Definitely. I'd very much like the default image to be reused by all Squeak-based activities. How to make application loading be efficient while sharing the read-only image is ... interesting.
Finally I've found a performance-degradation problem with Morph>>duplicate that I haven't figured out how to reproduce from a fresh image. In one of my images Morph>>duplicate is spending lots of time (600ms on a fast machine) searching for a unique name in the series Sketch1/Sketch2/etc. It seems to be rejecting thousands of names that have actually fallen out of use (their morphs have been garbage collected). In this image I've found the following dubious change helpful in PasteUpMorph>>uniqueNameForReferenceFor:
old: ((self referencePool includesKey: nameSym) not and: new: (((self referencePool at: nameSym ifAbsent: nil) isNil) and:
because many names are present as keys in the referencePool with value nil. I'm not sure if this is the right thing or how I ended up with so many names in use.

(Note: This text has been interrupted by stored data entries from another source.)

PR #1454, opened 2020-01-31
Implement the `enable-http2` client configuration flag

carterkozak:
This allows us to quickly opt into or out of http2 in
debugging scenarios, however the flag is not recommended
in standard use.
https://github.com/palantir/conjure-java-runtime-api/pull/443

## Before this PR
No way to opt clients out of http/2 negotiation, making client http/2 protocol bugs difficult to validate.

## After this PR
==COMMIT_MSG==
Implement the `enable-http2` client configuration flag
==COMMIT_MSG==

## Possible downsides?
Larger configuration surface.


carterkozak:
Requires a cjr-api release, once we're happy with this we can push both sides through.

okhttp-clients/src/main/java/com/palantir/conjure/java/okhttp/OkHttpClients.java
```diff
@@ -60,6 +60,8 @@
     @VisibleForTesting
     static final int NUM_SCHEDULING_THREADS = 5;
 
+    private static final boolean DEFAULT_ENABLE_HTTP2 = true;
```
iamdanfox, line 63: I think all of the other default values are added by the `ClientConfigurations.of` method - any reason to do this stuff inside the client here?

carterkozak:
Yep, I want the freedom to use different default values depending on the client implementation.

-ck

iamdanfox (approved):

PR #1479, opened 2020-02-14
Fix retrofit ListanableFuture when propagating QoS

dansanduleac:
## Before this PR

https://github.com/palantir/conjure-java-runtime/pull/1041's logic to propagate Server QOS exceptions to the caller only works when calling `retrofit2.Call#execute()`, but not `retrofit2.Call#enqueue()` which is what happens when using `ListenableFutures`.
Conjure-java only generates ListenableFuture endpoint methods since 5.0, so this means that retrofit2 APIs generated by conjure-java 5 (or with ListenableFuture enabled) would always return a null body to the caller if:
* ClientConfiguration is configured with `ServerQoS.PROPAGATE_429_and_503_TO_CALLER`
* the server returns a 429 or 503

## After this PR
==COMMIT_MSG==
Retrofit2 clients now correctly propagate QoS exceptions when client is configured with `ServerQoS.PROPAGATE_429_and_503_TO_CALLER`
==COMMIT_MSG==

### DIFF
--- a/changelog/@unreleased/pr-1479.v2.yml
+++ b/changelog/@unreleased/pr-1479.v2.yml
@@ -1,0 +1,6 @@
+type: fix
+fix:
+  description: Retrofit2 clients now correctly propagate QoS exceptions when client
+    is configured with `ServerQoS.PROPAGATE_429_and_503_TO_CALLER`
+  links:
+  - https://github.com/palantir/conjure-java-runtime/pull/1479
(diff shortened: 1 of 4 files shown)


ferozco:
👍 Nice, thanks @dansanduleac

iamdanfox:
meta-point: I think this is another example of where adding more configurability/options results in a higher testing & maintainability burden and more bugs :/

PR #1484, opened 2020-02-18
Improvement: Include default set of CAs when constructing TrustManagers

robert3005:
This has been lifted from internal project that wraps conjure-java-runtime. I have unfortunately seen multiple places that can't use that wrapper and use conjure-java-runtime directly. In order to unify certificates behaviour I want to move that logic into cjr.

You should open a Trac ticket about that.
- Bert -
Hi, Luke,
Finally I've found a performance-degradation problem with Morph>>duplicate that I haven't figured out how to reproduce from a fresh image. In one of my images Morph>>duplicate is spending lots of time (600ms on a fast machine) searching for a unique name in the series Sketch1/Sketch2/etc. It seems to be rejecting thousands of names that have actually fallen out of use (their morphs have been garbage collected). In this image I've found the following dubious change helpful in PasteUpMorph>>uniqueNameForReferenceFor:
old: ((self referencePool includesKey: nameSym) not and: new: (((self referencePool at: nameSym ifAbsent: nil) isNil) and:
because many names are present as keys in the referencePool with value nil. I'm not sure if this is the right thing or how I ended up with so many names in use.
I don't know why you have thousands of them there, but please update your image at least to 1755, and go to the problematic project, and evaluate:
ActiveWorld cleanUpReferences
this would remove the references to objects that are already garbage collected.